Multidrug efflux pumps and antimicrobial resistance in Pseudomonas aeruginosa and related organisms

Abstract

Pseudomonas aeruginosa is an opportunistic human pathogen characterized by an innate resistance to multiple antimicrobial agents. A major contribution to this intrinsic multidrug resistance is provided by a number of broadly-specific multidrug efflux systems, including MexAB-OprM and MexXY-OprM. In addition, these and two additional tripartite efflux systems, MexCD-OprJ and MexEF-OprN, promote acquired multidrug resistance as a result of mutational hyperexpression of the efflux genes. In addition to antibiotics, these pumps promote export of numerous dyes, detergents, inhibitors, disinfectants, organic solvents and homoserine lactones involved in quorum sensing.

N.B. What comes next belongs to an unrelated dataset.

Issue #2114, opened 2017-09-19
canIDoAny filter is confusing


benjaminapetersen:
Since the `canIDoAny` filter looks a lot like the `canI` filter, it is confusing to use.  `canI` takes a kubernetes resource, but `canIDoAny` takes a symbol representing the current page.  Since the string `'builds'` fulfills the requirement either way, it is a bit misleading.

The efflux pump proteins are highly homologous and consist of a cytoplasmic membrane-associated drug-proton antiporter of the Resistance-Nodulation-Division (RND) family, an outer membrane channel-forming protein [sometimes called outer membrane factor (OMF)] and a periplasmic membrane fusion protein (MFP). Homologues of these systems have been described in Stenotrophomonas maltophilia, Burkholderia cepacia, Burkholderia pseudomallei and the non-pathogen Pseudomonas putida, where they play a role in export of and resistance to multiple antimicrobial agents and/or organic solvents. Although the natural function of these multidrug efflux systems is largely unknown, their contribution to antibiotic resistance and their conservation in a number of important human pathogens makes them logical targets for therapeutic intervention.